Linear Programming and Transportation Planning

Questions and Answers

Is the solution x1 = 2, x2 = 5 feasible for the equation 0.4x1 + 0.6x2 = 0?

Yes, as it satisfies the production requirements.

No, because the coefficients must be equal.

No, because the equation leads to a contradiction. (correct)

Yes, because both variables are positive.

What does the equation 0.4x1 + 0.6x2 = 0 imply about the values of x1 and x2?

At least one of the variables must be greater than one.

Both variables must equal zero. (correct)

At least one of the variables must be negative.

Both x1 and x2 must be positive.

If 0.4x1 + 0.6x2 = 0 and x1 = 0, what must x2 be for the equation to hold true?

Any positive number.

Any negative number.

It must also be zero. (correct)

It must be less than zero.

What is the significance of the coefficients 0.4 and 0.6 in the equation 0.4x1 + 0.6x2 = 0?

They show the relationship between the two variables in the production process. (A)

In the context of the equation 0.4x1 + 0.6x2 = 0, what can be inferred about the production levels when x1 and x2 are both positive?

They lead to an infeasibility in the equation. (A)

For the production equation $0.4x_1 + 0.6x_2 = 0$, what must be true if $x_1$ is a positive number?

$x_2$ must be negative. (D)

If a production problem is defined by $0.4x_1 + 0.6x_2 = 0$, what does this imply about the relationship between $x_1$ and $x_2$?

If $x_1$ increases, then $x_2$ must decrease and be proportional (A)

For the equation $0.4x_1 + 0.6x_2 = 0$, which of the following pairs $(x_1, x_2)$ is a feasible solution?

(3,-2) (A)

If the production equation is $0.4x_1 + 0.6x_2 = 0$ and we know that $x_2 = -4$, what is the value of $x_1$?

+6 (B)

In a production model represented by $0.4x_1 + 0.6x_2 = 0$, if both $x_1$ and $x_2$ are constrained to be non-negative, which of these is true?

The only solution is that both $x_1$ and $x_2$ must both equal zero. (A)

Study Notes

Linear Programming, Transportation, and Production Planning

• Constraint 1: A production problem uses the constraint 0.4x₁ + 0.6x₂ ≤ 300. Optimal solution uses 300 labor hours. The constraint is binding because the left-hand side equals the right-hand side.

• Constraint 2: A resource constraint is 5x₁ + 2x₂ ≤ 50. The solution only uses 45 units. The constraint is not binding because the left-hand side does not reach 50.

• Constraint 3 (New): A company with two suppliers and three warehouses has a constraint for Warehouse 3 as x₁₃ + x₂₃ = 150. This means the total shipments to Warehouse 3 must be 150.

• Shadow Price: A shadow price of $10 indicates that adding one unit of the resource increases profit by $10.

• Shadow Price of $0: A shadow price of $0 means the constraint is non-binding, and additional resource availability will not affect the objective function.

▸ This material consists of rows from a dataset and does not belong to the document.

PR #2431, opened 2025-09-28
xpath UPDATE to support usage of union types as deref targets

steweg:
This patch introduces ability to use union types, which internally uses leafrefs to be used as deref target nodes. This fullfils the last statement of RFC 7950 section 10.3.1. This behavior is also allowed within leafref paths which uses deref function in it.

This patch also fixes segfault in case of using cyclic deref paths

### DIFF
--- a/src/path.c
+++ b/src/path.c
@@ -1025,6 +1025,95 @@ cleanup:
  *
  * @param[in] ctx libyang context.
  * @param[in] cur_node Current (original context) node.
+ * @param[in] target_node The deref target schema node.
+ * @param[in] cur_type The currently evaluated type of deref target node.
+ * @param[in] top_ext Extension instance containing the definition of the data being created. It is used to find
+ * the top-level node inside the extension instance instead of a module. Note that this is the case not only if
+ * the @p ctx_node is NULL, but also if the relative path starting in @p ctx_node reaches the document root
+ * via double dots.
+ * @param[in] expr Parsed path.
+ * @param[in] oper Oper option (@ref path_oper_options).
+ * @param[in] target Target option (@ref path_target_options).
+ * @param[in] format Format of the path.
+ * @param[in] prefix_data Format-specific data for resolving any prefixes (see ::ly_resolve_prefix).
+ * @param[in] log Whether to generate log message or not
+ * @param[in,out] tok_idx Index in @p exp, is adjusted.
+ * @param[out] path Compiled path.
+ * @return LY_ERR value.
+ */
+static LY_ERR
+ly_path_compile_deref_type(const struct ly_ctx *ctx, const struct lysc_node *cur_node, const struct lysc_node *target_node,
+        const struct lysc_type *cur_type, const struct lysc_ext_instance *top_ext, const struct lyxp_expr *expr, uint16_t oper, uint16_t target,
+        LY_VALUE_FORMAT format, void *prefix_data, ly_bool log,  uint32_t *tok_idx, struct ly_path **path)
+{
+    LY_ERR ret = LY_SUCCESS;
+    struct lyxp_expr expr2;
+    struct ly_path *path2 = NULL;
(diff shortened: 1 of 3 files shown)


steweg:
Just some comments on current behavior of libyang. Current version doesn't allows to deref any type of node, just the valid ones, which contradicts the RFC 7950, which says that it should support it but return empty set.

I understand that RFC7950 doesn't explicitly allows usage of unions as deref target nodes, but it make sense in case when you have scenario when yang model allows usage of predefined set of data and refer to it using leafref, and also allows to use completely custom set, using the same kind data model as for predefined ones... on top of that there might be some data which is never predefined and therefore it can have two possible paths to reference some data. Either through predefined set or through custom. Here is a yang model to better explain this:
```
module b {
    yang-version 1.1;
    namespace "asd:asd:asd:b";
    prefix b;

    grouping common-struct {
        leaf k {type string;}
        leaf v1 {type string;}
        // ...
        leaf vX {type string;}
    }

    list predefined_data {key k; uses common-struct;}

    rpc create_action {
        input {
            leaf predefined {
                type union {
                    type leafref {path "/predefined_data/k";}
                    type string {pattern "custom";}
                }
                mandatory true;
            }
            container custom_data {
                uses common-struct;
                when "../predefined = 'custom'";
            }
            leaf additional_selected_data {
                type union {
                    type leafref {path "../custom_data/vX";}
                    type leafref {path "deref(../predefined)/../vX";}
                }
                mandatory true;
            }
        }
    }
}
```

I know that I have introduced union of leafref and string together, which could be just "optional" leafref. In my case this is not possible as empty value would automatically be consider by UI layer in my project that user wishes to create custom data, which quite a lot of data. This creates user experience to see what all details are needed if he/she wants to defined it manually, and should rather use predefined set. Once he/she changed that UI will hide not needed staff leaving just the additional selected data field to be filled in by user. So we have to introduce something like string literal value, which is not supported by YANG natively, therefore this trick with `string with pattern` and need to use `deref` with union

src/path.c
```diff
@@ -1083,53 +1171,26 @@ ly_path_compile_deref(const struct ly_ctx *ctx, const struct lysc_node *cur_node
...
-    /* compile rest of the path and append it to the path */
-    LY_CHECK_GOTO(ret = ly_path_compile_leafref(ctx, node2, top_ext, &expr2, oper, target, format, prefix_data, &path2),
-            cleanup);
     LY_CHECK_GOTO(ret = ly_path_append(ctx, path2, path), cleanup);
+    deref_leaf_node = (const struct lysc_node_leaf *)node2;
+    ret = ly_path_compile_deref_type(ctx, cur_node, node2, deref_leaf_node->type, top_ext, expr, oper, target, format, prefix_data, 1, tok_idx, path);
 
 cleanup:
     ly_path_free(path2);
+    path2 = NULL;
```
michalvasko, line 1193: Seems redundant.

src/xpath.c
```diff
@@ -3980,6 +3980,83 @@ xpath_current(struct lyxp_set **args, uint32_t arg_count, struct lyxp_set *set,
...
+/**
+ * @brief Executes deref function on specific type and value. It performs evaluation in recursive manner,
+ *        which supports usage of union types as deref targets. Returns LYXP_SET_NODE_SET with either
+ *        leafref or instance-identifier target node(s).
+ *
+ * @param[in] leaf The target deref data node
+ * @param[in] sleaf The target deref schema node
+ * @param[in] value The currently evaluated value of target deref node depending on current type
+ * @param[in] cur_type The currently evaluated type of target deref node
+ * @param[in] top_type Whether the cur_type is the top level deref target node type or not
```
michalvasko, line 3992: Would call this `log` instead because that is the effect of this flag, an error is logged.

src/path.c
steweg: Done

• Transportation Problem Objective Function: A company's transportation problem with costs (C₁₁ = 5, C₁₂ = 6, C₂₁ = 4) has an objective function to minimize cost (Z = 5x₁₁ + 6x₁₂ + 4x₂₁).

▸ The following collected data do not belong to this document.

PR #2432, opened 2025-09-28
parsing BUGFIX invalid backward parent pointer

steweg:
This patch fixes the issue if extensions are used within subsequent refine or typedef statements


michalvasko:
Okay, then I misunderstood the issue and it is simpler than I thought. Please document the actual problem (`realloc` is causing the pointers to become invalid) and it can be merged, thanks.

michalvasko:
Yes, I meant in the code, is fine now.

PR #2436, opened 2025-10-04
validation BUGFIX segfault when using containter with when condition

steweg:
This patch fixes the segfault, which is happening when RPC output data, which uses NP-container with when condition are being validated.


steweg:
I have to say that I am not 100% sure if my "fix" is correct.

The root cause is that when validation of RPC output is being performed, it add implicit nodes for some reason (don't know why), which can have `when` condition set. That automatically adds the node into `nodes_when` for evaluation of when later on. But subsequently further validation steps adds the node again into `nodes_when`. Then later during evaluation of unresolved `nodes_when`, the code evaluate first one as false and remove the node for good. And during second evaluation hits segfault conditions.

There can be multiple ways how to fix it, but from my perspective I don't understand why the `ly_set_add` has ability to behave like `list` and is actually used like that in case of `nodes_when`. Maybe it was done due to performance optimizations or something like that, but apparently has side effects. So solution is to either change usage of `nodes_when` back to `set` behavior or adjust the logic which validates RPC output somehow so that it will not add nodes twice into `nodes_when`

I will leave it up to you to judge

PR #2441, opened 2025-10-16
parsing BUGFIX invalid backward extension parent pointer

steweg:
This patch fixes the issue if extensions are used within:
 - subsequent `enum` statements
 - subsequent `type` statements of `union` type
 - subsequent `type` statements of `typedefs`


michalvasko:
Thanks, perhaps now it works correctly for all the statements.

PR #2446, opened 2025-10-27
WIP: Extension validation for the YANG module versioning work

xorrkaz:
This is a WIP PR.  An early review would be appreciated, but I want to see if others can bang on the code a bit, too.


xorrkaz:
I _think_ I licked the CI problem.  Can you re-run the PR?  And thanks for the quick look.

michalvasko:
Yes, it works now, only some formatting issue left. I can fix that, if you want.

xorrkaz:
Should be all fixed.  Give it another shot.  I do want to give this some time to bake, though.  I want more IETFers to look at it, and the YANG modules may rev prior to an RFC number being issued.

src/plugins_exts/yang_revisions.c
```diff
@@ -0,0 +1,185 @@
...
+
+    if ((date[4] != '-') || (date[7] != '-')) {
+        return LY_EVALID;
+    }
+
+    if (sscanf(date, "%4d-%2d-%2d", &year, &month, &day) != 3) {
+        return LY_EVALID;
+    }
+
+    if ((year < 1000) || (year > 9999) || (month < 1) || (month > 12) || (day < 1) || (day > 31)) {
```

• Inventory Holding Cost Objective Function: A factory producing two products with costs of $12 and $18 per unit and inventory holding costs of $3 and $4 per unit, respectively, has an objective function to minimize total cost (Z = 12xA + 18xB + 3sA + 4sB).

• Minimization Problem Objective Function: The goal of an objective function in a minimization problem is to minimize resource use and minimize total cost.

• Feasibility (Constraint 1): 4x₁ + 3x₂ ≤ 24. Examples of feasible solutions: x₁ = 2, x₂ = 4; x₁ = 3, x₂ = 2

• Feasibility (Constraint 2): 5x₁ + 2x₂ ≥ 20. x₁ = 2, x₂ = 5 is not feasible.

• Feasibility (Constraint 3): Additional examples of x1 and x2 values that satisfy 4x₁ + 3x₂ <= 24 are provided

Description

This quiz covers key concepts in linear programming, including constraints, shadow prices, and transportation problems. Test your understanding of binding and non-binding constraints, as well as the impact of resource availability on profit. Prepare to apply these concepts to various production planning scenarios.